UPDATE (Feb. 8, 4:33p.m. PST) — One day before the one-year anniversary of when a Portland Police officer shot and killed Quanice Hayes, his family hand-delivered a letter declaring its intent to sue the city of Portland.
"This is your notice that Venus and Steven intend to sue the city and the police officers involved for wrongfully causing Quanice's death," the family's tort claim states.
State law requires the family file a notice to sue within a year.
Surrounded by family, Quanice's mother, Venus Hayes, hand delivered the tort notice to Portland Mayor Ted Wheeler's chief of staff, Maurice Henderson, Thursday at Portland City Hall.
Wheeler's staff said the mayor was in east Portland "meeting with constituents" at a previously scheduled event. Still, members of the Hayes family criticized the mayor for not being there.
Terrance Hayes, Quanice's cousin, said the fact that the mayor wasn't there was indicative of the treatment the family has received from the city.
"They not really concerned, they don't really care," he said. "For them, the matter of a 17-year-old being killed is least important to the fact that another officer didn't get an indictment."
Wheeler is also Portland's police commissioner. A spokesman for the mayor declined comment because of the pending litigation and referred questions to the city attorney's office, which declined comment.
Related: Family Of Killed Portland Teen Testify About Police Brutality At City Council Meeting
"Quanice Hayes was only 17 years old when he was killed and taken from a family and community and loved him dearly," the tort states. "In a city where young black men are discriminated against at every stage of their interactions with police and the criminal justice system, we expect that the damages in this case far exceed the limitations set by the Oregon Tort Claims Act."
Hayes, an African-American teen, was shot in the head and killed by Portland Police Officer Andrew Hearst on Feb. 9, 2017. He and other officers were responding to a report of an armed robbery.
Hearst fired his assault rifle three times, believing Hayes — who was on his knees when he was shot — was armed with a gun. At the time Hearst fired, officers had not seen a gun.
Police later found a fake gun nearby that Hayes had been carrying.

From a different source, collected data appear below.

PR #2579, opened 2026-09-08
send each credential only to its own hop in write_request

metsw24-max:
**Proxy credentials sent inside the CONNECT tunnel**
ClientImpl::write_request attaches Proxy-Authorization whenever a proxy is enabled for the host, so an SSLClient sends the proxy's Basic or Bearer credentials on every request inside the TLS tunnel, where only the origin reads them, and likewise puts the origin's Authorization on the CONNECT request that only the proxy reads. Both now go to the hop that actually reads the message, reusing the is_ssl() distinction the 407 handling already makes, and the tunnel fixture gains a test per scheme that checks what each hop received.


yhirose:
@metsw24-max thank you for the excellent contribution!

PR #2581, opened 2026-09-09
reject ambiguously framed responses in client read paths

metsw24-max:
the client reads a response body without rejecting ambiguous framing the way Server::process_request already does. clientimpl::process_request and clientimpl::open_stream hand the response straight to read_content/BodyReader, which prefer the chunked coding and drop content-length when both are present, and treat a transfer-encoding whose final coding is not chunked as bodyless. a hostile origin or an intermediary can then send a response carrying both a non-zero content-length and transfer-encoding: chunked, so this client ends the body by the chunked framing while a front-end that trusts content-length ends it elsewhere, desynchronising a pooled keep-alive connection so a later response is paired with the wrong request. this mirrors the server's rfc 9112 §6.3 guard onto both client read paths and refuses the same shapes, leaving head/204/304 alone since they legitimately carry framing headers with no body. note this is distinct from #2487, which only corrects whether a multi-coding transfer-encoding is recognised as chunked; a content-length paired with chunked passes that detection and still needs rejecting here. covered by ClientResponseSmugglingTest for both the buffered and open_stream paths.

### DIFF
--- a/httplib.h
+++ b/httplib.h
@@ -8365,6 +8365,17 @@ inline bool is_chunked_transfer_encoding(const Headers &headers) {
   return case_ignore::equal(last_coding, "chunked");
 }
 
+inline bool has_conflicting_content_length(const Headers &headers) {
+  // RFC 9112 §6.3: a message carrying both Transfer-Encoding and a non-zero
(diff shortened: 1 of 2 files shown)


yhirose:
@metsw24-max thank you!

PR #2585, opened 2026-09-20
reject control characters in chunk extensions in read_payload

metsw24-max:
**Chunk-size line accepts control characters after the size**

Police say he pointed it at an individual near Northeast 82nd Avenue in Portland.
Last March, a grand jury did not indict Hearst, who has used lethal force once before.
The family's tort claim said the shooting investigation process was one-sided and that the Multnomah County District Attorney's Office "presented evidence designed to vilify Quanice while painting the shooting officer in a highly positive light, making it seem as if that officer had no choice but to shoot Quanice," the family's claim states. "We disagree."
In March, Portland Police confirmed Venus Hayes found out about her son's death on social media.
Speaking at Portland City Hall on Thursday, Venus Hayes said pursuing litigation was not a difficult decision.
"Since no criminal charges were brought against Officer Hearst that there can be some kind of accountability, which is what we (are) lacking all over the country," she said. "My son was just one, one kid."